Reviews

Classic Album Review: The Streets – Original Pirate Material

The thing that can really set apart a good album from a great one, is it’s ability to transport you somewhere, or take you to a different time. Original Pirate Material is a perfect example of this. On listening, you’re immediately taken to early noughties Birmingham where UK garage is on the rise and a gateway into success in the music industry.

The album kicks off with arguably one of the best opener’s ever, Turn The Page. The lyrics to which were inspired by 2000 film Gladiator, the lyric “I’m fourty-fifth generation Roman” being the dead giveaway for that one. Turn The Page has been the opening track on the setlist for their most recent UK tour too, some start.

The next two tracks were single releases, Has it Come to This? Origin of ‘lock down your aerial’, and Let’s Push Things Forward (released on my birthday in 2002, who knew).

The third and fourth single releases were Weak Become Heroes, and of course, the iconic Don’t Mug Yourself which tells of Skinner’s friend Calvin trying to guide him in the relationship department. The lyrics are wicked in this one, “she’ll want you much more for not hanging on, stop me if I’m wrong, stop me if I’m wrong, why should she be the one who decides whether it’s off or on or on or off or on?”, not to mention that it’s an absolute banger.

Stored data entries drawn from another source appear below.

PR #2448, opened 2025-07-21
Added test to verify negative result of clSetKernelArg with CL_INVALID_ARG_SIZE

shajder:
Related to #2282, according to work plan related to CL_INVALID_ARG_SIZE result


test_conformance/api/test_kernels.cpp
```diff
@@ -87,6 +88,130 @@ const char *sample_two_kernel_program[] = {
...
+    {
+        iterate_type(std::get<Out>(t));
+        for_each_elem<Out + 1, Tp...>(t);
+    }
+
+    template <typename TestType> void test_invalid_arg(ExplicitType type)
+    {
+        unsigned int sizes[] = { 1, 2, 4, 8, 16 };
+        std::vector<char> buf;
+        for (unsigned i = 0; i < ARRAY_SIZE(sizes); i++)
```
EwanC: I like that this class is using some pretty advanced C++, contrasted this a C array needing a macro to work out it's size 😁 Can we use a std::array for sizes instead with a range based for loop.

test_conformance/api/test_kernels.cpp
```diff
@@ -87,6 +88,130 @@ const char *sample_two_kernel_program[] = {
...
+            clProgramWrapper program;
+            clKernelWrapper kernel;
+
+            size_t destStride = get_explicit_type_size(type) * sizes[i];
+
+            std::ostringstream vecNameStr;
+            vecNameStr << get_explicit_type_name(type);
+            if (sizes[i] != 1) vecNameStr << sizes[i];
+
+            std::stringstream sstr;
```
EwanC: I like string streams, but this instance looks like it could just as easily be:
```c++
std::string pragma_str;
if (type == kDouble)
    pragma_str = "#pragma OPENCL EXTENSION cl_khr_fp64 : enable\n";
...
```

test_conformance/api/test_kernels.cpp
```diff
@@ -87,6 +88,130 @@ const char *sample_two_kernel_program[] = {
...
+            if (type == kDouble)
+                sstr << "#pragma OPENCL EXTENSION cl_khr_fp64 : enable\n";
+
+            if (type == kHalf)
+                sstr << "#pragma OPENCL EXTENSION cl_khr_fp16 : enable\n";
+
+            std::string program_source = str_sprintf(
+                std::string(sample_arg_size_test_kernel), sstr.str().c_str(),
+                vecNameStr.str().c_str(), vecNameStr.str().c_str());
```
EwanC: Would define a variable for `vecNameStr.str().c_str()` rather than duplicating the expression for each arg.

test_conformance/api/test_kernels.cpp
```diff
@@ -87,6 +88,130 @@ const char *sample_two_kernel_program[] = {
...
+
+            const char *ptr = program_source.c_str();
+            cl_int error = create_single_kernel_helper(
+                context, &program, &kernel, 1, &ptr, "arg_size_test");
+
+            if (error != CL_SUCCESS)
+                throw std::runtime_error("Unable to build test program\n");
+
+            buf.resize(destStride);
```
EwanC: Do we actually need to resize a buffer each iteration, can we just define a type of the max possible size to use for all the iterations, e.g. `cl_ulong16`, and use that as the `clSetKernelArg` pointer.

test_conformance/api/test_kernels.cpp

test_conformance/api/test_kernels.cpp

test_conformance/api/test_kernels.cpp
shajder: hmm - not sure if I am reading you right. Wouldn't that be a hassle to define 11 x 5 names? Then, to pick it up in each iuteration we would need some kind of `std::map<ExplicitType, std::vector<std::string>>`, right ?

test_conformance/api/test_kernels.cpp
shajder: Corrected, thanks!

test_conformance/api/test_kernels.cpp
EwanC: I meaning more like define a variable on line 175 `auto vec_name_cstr = vecNameStr.str().c_str()` and use it for both the arguments here.

shajder: I get it, thanks - `vecNameStr.str()` might be a temporary object so let's stick to additional `std::string` variable. Corrected

EwanC (dismissed):

EwanC (approved):

bashbaug (approved):

bashbaug:
@outofcontrol the CLA bot seems stuck here - any ideas?

lakshmih:
Still reviewing this, could you wait on merging? Thanks.

test_conformance/api/test_kernels.cpp
```diff
@@ -109,6 +111,113 @@ const char *sample_write_only_image_test_kernel = R"(
...
+        else if (type == kHalf && !fp16_supported)
+            return true;
+        else if (strchr(get_explicit_type_name(type), ' ') != 0)
+            return true;
+        return false;
+    }
+
+    void test_invalid_arg(ExplicitType type)
+    {
+        printf("\nTesting explicit type %d\n", type);
```
lakshmih: Need to remove debug print..

test_conformance/api/test_kernels.cpp
```diff
@@ -109,6 +111,113 @@ const char *sample_write_only_image_test_kernel = R"(
...
+    %s
+    __kernel void arg_size_test(%s src, __global %s *dst)
+    {
+        dst[0]=src;
+    }
+)";
+
+namespace {
+
+struct ArgSizeTypesIterator
```
lakshmih: Do we still need this iterator type?

test_conformance/api/test_kernels.cpp
shajder: removed

test_conformance/api/test_kernels.cpp
shajder: Moved to one block. Side note: Removing the template approach in favor of `ExplicitType` iteration can be seen as a downgrade. The main justification for this change is to resolve compile-time confusion between `cl_ushort` and `cl_half`, which requires additional code and reduces readability.

bashbaug:
Merging as agreed in the September 16th teleconference.

PR #2450, opened 2025-07-22
Added test to verify negative result of clSetKernelArg with CL_INVALID_ARG_SIZE and memory object argument

shajder:


bashbaug (dismissed):

test_conformance/api/test_kernels.cpp
```diff
@@ -704,3 +711,42 @@ REGISTER_TEST(negative_set_immutable_memory_to_writeable_kernel_arg)
...
+    test_error(error,
+               "Unable to get mem_obj_size_test kernel for built program");
+
+    std::vector<cl_uchar> mem_data(256, 0);
+    clMemWrapper buffer = clCreateBuffer(
+        context, CL_MEM_USE_HOST_PTR, mem_data.size(), mem_data.data(), &error);
+    test_error(error, "clCreateBuffer failed");
+
+    // Run the test - CL_INVALID_ARG_SIZE
+    error = clSetKernelArg(mem_obj_arg_kernel, 0, sizeof(buffer) * 2, &buffer);
```
EwanC: There's a bit of a gap in my C++ knowledge about the interaction of the `sizeof` opeator and user defined conversion operator, do you know or have you checked `sizeof(buffer)` calls `operator T() const { return object; }` then doing `sizeof()` on the returned object? It might be simpler to replace `sizeof(buffer)` with `sizeof(cl_mem)` to remove the distraction of this possibility.

EwanC (dismissed):

test_conformance/api/test_kernels.cpp
shajder: Good find, thanks - corrected!

PR #2451, opened 2025-07-22
Rename Version major and minor getters

joselopeqti:
Both these functions cause a conflict when using an old version of the GNU C Library with the header file sys/sysmacros.h where major() and minor() are defined as a macro

### DIFF
--- a/test_common/harness/testHarness.h
+++ b/test_common/harness/testHarness.h
@@ -28,8 +28,8 @@ public:
     Version(): m_major(0), m_minor(0) {}
 
     Version(cl_uint major, cl_uint minor): m_major(major), m_minor(minor) {}
-    int version_major() const { return m_major; }
-    int version_minor() const { return m_minor; }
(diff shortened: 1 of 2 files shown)


test_common/harness/testHarness.h
```diff
@@ -28,8 +28,8 @@ class Version {
     Version(): m_major(0), m_minor(0) {}
 
     Version(cl_uint major, cl_uint minor): m_major(major), m_minor(minor) {}
-    int major() const { return m_major; }
-    int minor() const { return m_minor; }
+    int version_major() const { return m_major; }
+    int version_minor() const { return m_minor; }
```
EwanC: Nit, but would probably go for `get_major()`/`get_minor()` since `version` feels redundant as it's implied already on the class.

EwanC (dismissed):

bashbaug:
Merging as discussed in the August 26th teleconference.

PR #2454, opened 2025-07-24
Fix test_spir not checking for the required extension

ahesham-arm:
`clGetDeviceInfo` should fail with `CL_INVALID_VALUE` when queried for `CL_DEVICE_SPIR_VERSIONS` on devices that do not claim to support the extension that provides it, `cl_khr_spir`.

Following this change, the test is skipped instead of failing on devices that do not support `cl_khr_spir`.

### DIFF
--- a/test_conformance/spir/main.cpp
+++ b/test_conformance/spir/main.cpp
@@ -6911,12 +6911,13 @@ int main (int argc, const char* argv[])
         cl_device_id device = get_platform_device(device_type, choosen_device_index, choosen_platform_index);
         printDeviceHeader(device);
 
+        REQUIRE_EXTENSION("cl_khr_spir");
+
         std::vector<Version> versions;
         get_spir_version(device, versions);
 
-        if (!is_extension_available(device, "cl_khr_spir")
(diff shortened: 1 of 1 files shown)


test_conformance/spir/main.cpp
```diff
@@ -6911,6 +6911,8 @@ int main (int argc, const char* argv[])
         cl_device_id device = get_platform_device(device_type, choosen_device_index, choosen_platform_index);
         printDeviceHeader(device);
 
+        REQUIRE_EXTENSION("cl_khr_spir");
```
bashbaug, line 6914: It's not hurting anything, but there is another check for `cl_khr_spir` five lines below that is now redundant and can be removed.

bashbaug (dismissed):

test_conformance/spir/main.cpp
ahesham-arm: Thanks for spotting that, removed the other check.

bashbaug (approved):

bashbaug:
Straightforward change and obvious fix, merging immediately.

PR #2456, opened 2025-07-25
Added test to verify negative result of clSetKernelArg with CL_INVALID_MEM_OBJECT

shajder:

### DIFF
--- a/test_conformance/api/test_kernels.cpp
+++ b/test_conformance/api/test_kernels.cpp
@@ -87,6 +87,13 @@ const char *sample_two_kernel_program[] = {
 "\n"
 "}\n" };
 
+const char *sample_mem_obj_size_test_kernel = R"(
+    __kernel void mem_obj_size_test(__global int *src, __global int *dst)
+    {
+        size_t  tid = get_global_id(0);
+        dst[tid] = src[tid];
+    }
+)";
 
 REGISTER_TEST(get_kernel_info)
 {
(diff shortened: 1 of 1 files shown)


test_conformance/api/test_kernels.cpp
```diff
@@ -704,3 +711,36 @@ REGISTER_TEST(negative_set_immutable_memory_to_writeable_kernel_arg)
...
+    test_error(error,
+               "Unable to get mem_obj_size_test kernel for built program");
+
+    std::vector<cl_uchar> mem_data(256, 0);
+    clMemWrapper buffer = clCreateBuffer(
+        context, CL_MEM_USE_HOST_PTR, mem_data.size(), mem_data.data(), &error);
+    test_error(error, "clCreateBuffer failed");
+
+    // Run the test - CL_INVALID_MEM_OBJECT
+    error = clSetKernelArg(mem_obj_arg_kernel, 0, sizeof(buffer), nullptr);
```
bashbaug, line 737: I don't think this is an error:

> If the argument is declared to be a pointer of a built-in scalar or vector type, or a user defined structure type in the global or constant address space, the memory object specified as argument value must be a buffer object (or NULL).

shajder: yep, I've noticed it fails and I started to wonder what does that mean:

> specified arg_value is not a valid memory object

I've experimented with pointers and constants and the result was either crash or no error. I will appreciate for your suggestions, thanks.

bashbaug: Given the discussion here: https://github.com/KhronosGroup/OpenCL-Docs/issues/482#issuecomment-795685410

The only cases the CTS should be checking for are when the object is valid and when the object is `NULL`.

Since the case where the object is `NULL` is not an error, I'm not sure what else we can do to check for this `CL_INVALID_MEM_OBJECT` error case that is not implementation defined.

shajder: understood, I am closing this one!

PR #2634, opened 2026-03-11
Fix CTS api sub test failure for negative_get_command_queue_info

jujiang-del:
To fix a test failure in api sub-test "negative_get_command_queue_info".
The test code gets clGetDeviceInfo for the property CL_DEVICE_QUEUE_ON_DEVICE_PROPERTIES, when it create command queue for the device, "CL_QUEUE_ON_DEVICE" should be the correct input, instead of CL_QUEUE_PROPERTIES.

### DIFF
--- a/test_conformance/api/negative_queue.cpp
+++ b/test_conformance/api/negative_queue.cpp
@@ -435,7 +435,7 @@ REGISTER_TEST(negative_get_command_queue_info)
     if (device_supports_on_device_queue(device))
     {
         const cl_queue_properties properties[] = {
-            CL_QUEUE_PROPERTIES, CL_QUEUE_OUT_OF_ORDER_EXEC_MODE_ENABLE, 0
+            CL_QUEUE_ON_DEVICE, CL_QUEUE_OUT_OF_ORDER_EXEC_MODE_ENABLE, 0
         };
         cl_int err = CL_INVALID_VALUE;
         clCommandQueueWrapper cmd_queue = clCreateCommandQueueWithProperties(
--- a/test_conformance/api/negative_queue.cpp
+++ b/test_conformance/api/negative_queue.cpp
@@ -438,10 +438,10 @@ REGISTER_TEST(negative_get_command_queue_info)
         err = clGetCommandQueueInfo(queue, CL_QUEUE_SIZE,
                                     sizeof(queue_size), &queue_size, nullptr);
         test_failure_error_ret(err, CL_INVALID_COMMAND_QUEUE,
-                                "clGetCommandQueueInfo should return "
-                                "CL_INVALID_COMMAND_QUEUE when: \"command_queue "
-                                "is not a valid command-queue for param_name\"",
-                                TEST_FAIL);
+                               "clGetCommandQueueInfo should return "
+                               "CL_INVALID_COMMAND_QUEUE when: \"command_queue "
+                               "is not a valid command-queue for param_name\"",
+                               TEST_FAIL);
     }
 
     constexpr cl_command_queue_info invalid_param = -1;
--- a/test_conformance/api/negative_queue.cpp
+++ b/test_conformance/api/negative_queue.cpp
@@ -438,7 +438,7 @@ REGISTER_TEST(negative_get_command_queue_info)
             CL_QUEUE_PROPERTIES,
             CL_QUEUE_ON_DEVICE | CL_QUEUE_OUT_OF_ORDER_EXEC_MODE_ENABLE,
             0
-            };
+        };
         cl_int err = CL_INVALID_VALUE;
         clCommandQueueWrapper cmd_queue = clCreateCommandQueueWithProperties(
             context, device, properties, &err);
--- a/test_conformance/api/negative_queue.cpp
+++ b/test_conformance/api/negative_queue.cpp
@@ -434,22 +434,14 @@ REGISTER_TEST(negative_get_command_queue_info)
 
     if (device_supports_on_device_queue(device))
     {
-        const cl_queue_properties properties[] = {
-            CL_QUEUE_PROPERTIES,
-            CL_QUEUE_ON_DEVICE | CL_QUEUE_OUT_OF_ORDER_EXEC_MODE_ENABLE, 0
-        };
-        cl_int err = CL_INVALID_VALUE;
-        clCommandQueueWrapper cmd_queue = clCreateCommandQueueWithProperties(
-            context, device, properties, &err);
-        test_error(err, "clCreateCommandQueueWithProperties");
         cl_uint queue_size = -1;
-        err = clGetCommandQueueInfo(cmd_queue, CL_QUEUE_SIZE,
+        err = clGetCommandQueueInfo(queue, CL_QUEUE_SIZE,
                                     sizeof(queue_size), &queue_size, nullptr);
         test_failure_error_ret(err, CL_INVALID_COMMAND_QUEUE,
-                               "clGetCommandQueueInfo should return "
-                               "CL_INVALID_COMMAND_QUEUE when: \"command_queue "
-                               "is not a valid command-queue for param_name\"",
-                               TEST_FAIL);
+                                "clGetCommandQueueInfo should return "
+                                "CL_INVALID_COMMAND_QUEUE when: \"command_queue "
+                                "is not a valid command-queue for param_name\"",
+                                TEST_FAIL);
     }
 
     constexpr cl_command_queue_info invalid_param = -1;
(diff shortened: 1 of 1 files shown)


test_conformance/api/negative_queue.cpp
bashbaug: I don't think this is a correct change.  Note that this is a negative test, so it is checking that the proper error code is returned.  Specifically, it is testing that `CL_INVALID_COMMAND_QUEUE` is returned when querying `CL_QUEUE_SIZE` for a command-queue that is **not** a device command-queue, therefore the command-queue should **not** be created with the `CL_QUEUE_ON_DEVICE` property.

IMHO there are some improvements we could make to this test - for example, we could run this scenario on all OpenCL 2.x or newer device, not just those that support device command-queues - but I do think the test is fundamentally correct.  Please let me know if you still believe otherwise - thanks1

bashbaug (changes requested):

test_conformance/api/negative_queue.cpp
jujiang-del: If keep the original CL_QUEUE_PROPERTIES, the API clCreateCommandQueueWithProperties will fail and won't proceed to the following calls.

bashbaug: No, the call with `CL_QUEUE_PROPERTIES` should succeed: It's creating a command queue with an array of properties, and the only property that is being passed is the `CL_QUEUE_PROPERTIES` bitfield with value `CL_QUEUE_OUT_OF_ORDER_EXEC_MODE_ENABLE`.

In other words, this is the equivalent of this call without using the array of properties:

```c++
        clCommandQueueWrapper cmd_queue = clCreateCommandQueue(
            context, device, CL_QUEUE_OUT_OF_ORDER_EXEC_MODE_ENABLE, &err);
```

edit: fixed copy-paste error

I ran this test on our CPU device (which supports device queues) and it behaved as expected:

```
>>>> clCreateCommandQueueWithProperties: context = 0x5cea69aec7c8, device = 12th Gen Intel(R) Core(TM) i9-12900K (CL_DEVICE_TYPE_CPU) (0x5cea69c1dbe8), properties = [ CL_QUEUE_PROPERTIES = CL_QUEUE_OUT_OF_ORDER_EXEC_MODE_ENABLE ]
<<<< clCreateCommandQueueWithProperties: returned 0x5cea6b7a8098 -> CL_SUCCESS
>>>> clGetCommandQueueInfo: command_queue = 0x5cea6b7a8098, param_name = CL_QUEUE_SIZE (00001094)
<<<< clGetCommandQueueInfo -> CL_INVALID_COMMAND_QUEUE
```

jujiang-del: The test code queries clGetDeviceInfo for the property CL_DEVICE_QUEUE_ON_DEVICE_PROPERTIES. When creating a command queue for the device, the correct flag to use is CL_QUEUE_ON_DEVICE. The runtime must validate that the device actually supports this capability. This requires carefully checking the value returned by clGetDeviceInfo.

When CL_QUEUE_PROPERTIES is incorrectly passed to clCreateCommandQueue, the call fails, and the subsequent negative test clGetCommandQueueInfo does not execute.

Additionally, several negative API test cases validate CL_QUEUE_PROPERTIES with the flag CL_QUEUE_OUT_OF_ORDER_EXEC_MODE_ENABLE, including:

negative_create_command_queue

negative_create_command_queue_with_properties

After fully investigating and verifying the behavior, including applying the CTS patch and updating the OpenCL runtime validation, all 109 out of 109 tests now pass.

bashbaug: I don't think I'm following - sorry.  Is the issue that your implementation does not support out-of-order **host** command queues, so the call to create the command queue is failing?  If so, that's plausible, we've had other similar problems recently.

This seems like a different issue / fix than the one in this PR, though.

jujiang-del: Looking into the test codes, the call clGetDeviceInfo gets the property CL_DEVICE_QUEUE_ON_DEVICE_PROPERTIES, when it create command queue for the device, "CL_QUEUE_ON_DEVICE" should be the correct input, instead of CL_QUEUE_PROPERTIES.

bashbaug: > when it create command queue for the device, "CL_QUEUE_ON_DEVICE" should be the correct input, instead of CL_QUEUE_PROPERTIES.

No, this is not the case.  Please have a look at the [table of properties for clCreateCommandQueueWithProperties](https://registry.khronos.org/OpenCL/specs/3.0-unified/html/OpenCL_API.html#queue-properties-table).

The valid property names are in the left-most column of the table, which includes `CL_QUEUE_PROPERTIES`.  The valid property values are described in the right-most column of the table.  Note that `CL_QUEUE_ON_DEVICE` is a valid bitfield bit, but not a valid property name, therefore the change currently in this PR should produce a `CL_INVALID_VALUE` error due to the invalid property name rather than successfully create a command queue.

Is the issue that the device you are testing does not support an out-of-order host queue?  If so, we can fix this one of two ways.  Either:

1. We could check for out-of-order host queue support, and skip this scenario if the device does not support out-of-order host queues.
2. We could create (or perhaps just use) some other type of queue that is supported to test this scenario vs. an out-of-order host queue.

jujiang-del: Thanks for the review suggestion. Updated the PR. please review again.

lakshmih (dismissed):

test_conformance/api/negative_queue.cpp
bashbaug: This is still not right, sorry.

The test is now creating a command-queue with the `QUEUE_ON_DEVICE` property and querying `CL_QUEUE_SIZE` for this command-queue, but this should no longer be an error, because querying `CL_QUEUE_SIZE` for a device command-queue is valid.

We really need this to be a **host** command-queue, **without** the `CL_QUEUE_ON_DEVICE` property, to generate the expected error.

```
>>>> clCreateCommandQueueWithProperties: context = 0x638535bb1e08, device = 12th Gen Intel(R) Core(TM) i7-1270P (CL_DEVICE_TYPE_CPU) (0x638535bab258), properties = [ CL_QUEUE_PROPERTIES = CL_QUEUE_OUT_OF_ORDER_EXEC_MODE_ENABLE | CL_QUEUE_ON_DEVICE ]
<<<< clCreateCommandQueueWithProperties: returned 0x638538219468 -> CL_SUCCESS
>>>> clGetCommandQueueInfo: command_queue = 0x638538219468, param_name = CL_QUEUE_SIZE (00001094)
<<<< clGetCommandQueueInfo -> CL_SUCCESS
ERROR: clGetCommandQueueInfo should return CL_INVALID_COMMAND_QUEUE when: "command_queue is not a valid command-queue for param_name"! (Got CL_SUCCESS, expected CL_INVALID_COMMAND_QUEUE from /home/bashbaug/git/OpenCL-CTS/test_conformance/api/negative_queue.cpp:448)
```

bashbaug (changes requested):

test_conformance/api/negative_queue.cpp
bashbaug, line 445: How about if we replace this entire code block with:

```c++
    cl_uint queue_size = -1;
    err = clGetCommandQueueInfo(queue, CL_QUEUE_SIZE,
                                sizeof(queue_size), &queue_size, nullptr);
    test_failure_error_ret(err, CL_INVALID_COMMAND_QUEUE,
                            "clGetCommandQueueInfo should return "
                            "CL_INVALID_COMMAND_QUEUE when: \"command_queue "
                            "is not a valid command-queue for param_name\"",
                            TEST_FAIL);
```

Since `queue` is a host command-queue, this should generate the expected error, and then we don't even need to bother creating another command-queue.

jujiang-del: Thanks. Verified and updated as suggested.

test_conformance/api/negative_queue.cpp
```diff
@@ -434,16 +434,9 @@ REGISTER_TEST(negative_get_command_queue_info)
 
     if (device_supports_on_device_queue(device))
```
bashbaug, line 435: Strictly speaking, I think we could perform this check on any device supporting OpenCL 2.0 or newer, not just those that support on-device queues, which would give us a little more coverage.

bashbaug (approved):
Thanks, LGTM!

I left one comment below which would give us a little more coverage, but I would be fine merging this PR in its current state.

lakshmih (approved):

bashbaug:

PR #2638, opened 2026-03-13
Add command line flags to override test_compiler include directories

olestrohm-arm:
This adds flags `--include-test-directory` and
`--second-include-test-directory` flags to test_compiler to allow the user to specify their locations rather than relying on the test to infer their location based on the path of the test binary.

### DIFF
--- a/test_conformance/compiler/main.cpp
+++ b/test_conformance/compiler/main.cpp
@@ -18,9 +18,16 @@
 
 #include "harness/testHarness.h"
 #include "harness/stringHelpers.h"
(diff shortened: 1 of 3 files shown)


rjodinchr (commented):
I'm not against that change, but I would go even further: we could create the directories & files at runtime under `std::filesystem::temp_directory_path()` so that we don't have to install anything.
What do you think?

lakshmih (approved):

neiltrevett:

PR #2640, opened 2026-03-17
Added support for querying max image samplers when the device does not support images

shajder:
Related to #594
additional housekeeping:

-replaced raw pointers with std::vectors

It took just over a year to record Original Pirate Material. The bulk of the album was recorded in an empty wardrobe with mattresses for echo reduction, in a room Skinner was renting in Brixton.

Mike-Skinner-The-Streets

One of the stand out points of the album for me is The Irony of it All in which Skinner brings us Terry, a proper bloke who is always down the pub, fighting and getting ‘paralytic’, and Tim, an unemployed graduate who sits on his sofa all day long smoking weed and such with his friends. It emphasises how drug users are often seen as the trouble causers when in fact it’s the pub dwellers who are usually the ones brawling and causing public disorder. The lyrics even look in to government funding for education vs the view that students are, to quote Terry “robbing us of our taxes”.

This is what really makes this album shine. The observational lyrics and the stories they tell throughout the whole record are interesting, witty, and often are still relatable now 16 years later. Going back to Terry from The Irony of it All, he says a number of times in the track how “if a war broke out I’d be on the frontline with ’em!”, sounds a bit brexity, right?

Original Pirate Material is a really masterful album in the way that it it portrays the time it was made, the lyrics, the story, and the sound. Best of all, it still holds up now and sounds fresh, I’ve listened to it countless times and still found something new to enjoy every time. If you haven’t heard it yet, I really recommend giving it a listen, because this record really is for everyone.